What to produce: Reproduce the records below exactly as they appear.

Provided data:
PR #527, opened 2020-02-17
Update FtpClient_FileVerification.cs

Adhara3:
When file size is unknown then leave ETA and Percentage to default values


robinrodricks:
Thanks for the fix!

Output below:
PR #527, opened 2020-02-17
Update FtpClient_FileVerification.cs

Adhara3:
When file size is unknown then leave ETA and Percentage to default values


robinrodricks:
Thanks for the fix!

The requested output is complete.